-- INPUT FOR THIS TASK --
============

PR #2841, opened 2023-03-20
Only notify output checkers when the JobRequest has succeeded

ghickman:
We only want to create a ticket for output checkers when the JobRequest enters the successful state, rather than any single job entering a completed state.

We have to do some leg work to look up the status both before and after the Job updates because we're dealing with JobRequests which come from a group_by generator, rather than a QuerySet.

### DIFF
--- a/jobserver/api/jobs.py
+++ b/jobserver/api/jobs.py
@@ -4,6 +4,7 @@ import operator
 
 import sentry_sdk
 import structlog
+from django.db.models import prefetch_related_objects
 from django.http import Http404
 from django.utils import timezone
 from rest_framework import serializers
@@ -94,6 +95,11 @@ class JobAPIUpdate(APIView):
                 )
                 continue
 
+            # grab the status before any updates so we can track updates to it
+            # after saving the incoming changes
+            prefetch_jobs(job_request)
+            initial_status = job_request.status
+
             # bind the job request ID to further logs so looking them up in the UI is easier
             structlog.contextvars.bind_contextvars(job_request=job_request.id)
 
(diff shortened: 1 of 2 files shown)


jobserver/api/jobs.py
```diff
@@ -200,10 +211,22 @@ def handle_alerts_and_notifications(request, job_request, job, github_api):
             user_id=job_request.created_by_id,
         )
 
+
+def handle_job_request_notifications(job_request, github_api):
```
lucyb, line 215: Should this section from `handle_job_notifications` be moved down here?

We'll have to tell people that it's changed, but I think they'd probably thank us?

```
if job_request.will_notify:
        send_finished_notification(
            job_request.created_by.notifications_email,
            job,
        )
        logger.info(
            "Notified requesting user of completed job",
            user_id=job_request.created_by_id,
        )
```

jobserver/api/jobs.py
```diff
@@ -200,10 +211,22 @@ def handle_alerts_and_notifications(request, job_request, job, github_api):
...
     if hasattr(job_request, "analysis_request"):
         notify_output_checkers(job_request, github_api)
```
lucyb, line 217: Would it be possible to add a test to `test_jobs.py` to check that `notify_output_checkers` is called in the same way that we're checking `send_finished_notification`?

lucyb (approved):

jobserver/api/jobs.py
ghickman: Done in #2848

Issue #2844, opened 2023-03-20
Add a field for co-pilot name onto create project page


lucyb:
A co-pilot can be added to a project by editing that project. However, since the co-pilot is usually known at project creation, it would be useful to be able to add them at that point.

This is a requirement for OSIv2, although it would be useful for all projects (I suspect).

PR #2847, opened 2023-03-21
Add copilot name

ghickman:
Fix: #2844


lucyb (approved):
This looks good to me, assuming a co-pilot is mandatory (but that could be changed later if needed).

Issue #2845, opened 2023-03-21
Add purpose of the Analysis Request


lucyb:
So that output checkers can complete their process to release files they need to know why the analysis request was made, so they know why the files have been requested for release. 

This needs to be added to the GitHub Issue that's created for the output checking process.
This should also be displayed alongside the report on Job Server.

PR #2850, opened 2023-03-21
Add AnalysisRequest.purpose

ghickman:
Fix: #2845


lucyb (approved):
I think these changes are fine (good call on removing the unnecessary field on the AnalysisRequest). However, it arguably doesn't complete #2845, because there's no way for the user to enter the purpose at the moment. I assume the plan is to hand it over to Tom O to do that? Would it be worth trying to do that yourself and letting Tom review the change?

ghickman:
@lucyb – updated with some help from Tom (thanks Tom!), do you want to give this a quick run through locally?

interactive/views.py
```diff
@@ -43,6 +43,7 @@ def build_analysis(self, *, form_data, project):
             created_by=self.request.user.email,
             demographics=raw.get("demographics", ""),
             filter_population=raw.get("filterPopulation", ""),
+            purpose=raw.get("purpose", ""),
```
lucyb, line 46: I'm not sure why, but I am not able to submit an analysis request because I'm not pulling in the updated schema from interactive-templates. If it works for you locally though, I'm going to assume there's something weird in my local setup.

assets/src/scripts/interactive/main.jsx
lucyb, line 1: Something I picked up while testing the change, but not related specifically to this change.

I hit this code block when I failed to submit an analysis request (because my version of the schema from interactive-templates is out of date). We should probably do something similar to what we did in v1 and say that their request was not submitted and that they should try again or contact support.

```
<Route>
                <div className="prose">
                  <p className="lead">An error occurred</p>
                  <p>404 - Page not found</p>
                </div>
</Route>
```

lucyb (approved):
A few niggles to pull out into other tickets, but otherwise looks good

interactive/views.py
ghickman: I had to run `pip uninstall interactive_templates && touch requirements.prod.in && just devenv` to get this working and have a note to see if I can work out why.  I should have mentioned on this PR, sorry!

assets/src/scripts/interactive/main.jsx
ghickman: I think we were showing an error on the submission form previously? @tomodwyer – have I messed up the routing?

tomodwyer: Uhhh that's odd 🤔 ok yes I can update that text.

assets/src/scripts/interactive/pages/review-request.jsx
```diff
@@ -123,6 +124,10 @@ function ReviewRequest() {
               ))}
             </ul>
           </ReviewLineItem>
+
+          <ReviewLineItem page="purpose" title="Purpose of this analysis">
+            <p>{formData.purpose}</p>
```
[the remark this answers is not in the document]
tomodwyer: I'll fix that

tomodwyer:
@lucyb @ghickman pushed fixes to the two front-end issues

============

-- EXERCISE PROMPT --
Taking the records above as input, show every line in which the word "from" is present.

-- EXERCISE SOLUTION --
We have to do some leg work to look up the status both before and after the Job updates because we're dealing with JobRequests which come from a group_by generator, rather than a QuerySet.
+from django.db.models import prefetch_related_objects
 from django.http import Http404
 from django.utils import timezone
 from rest_framework import serializers
lucyb, line 215: Should this section from `handle_job_notifications` be moved down here?
@lucyb – updated with some help from Tom (thanks Tom!), do you want to give this a quick run through locally?
lucyb, line 46: I'm not sure why, but I am not able to submit an analysis request because I'm not pulling in the updated schema from interactive-templates. If it works for you locally though, I'm going to assume there's something weird in my local setup.
I hit this code block when I failed to submit an analysis request (because my version of the schema from interactive-templates is out of date). We should probably do something similar to what we did in v1 and say that their request was not submitted and that they should try again or contact support.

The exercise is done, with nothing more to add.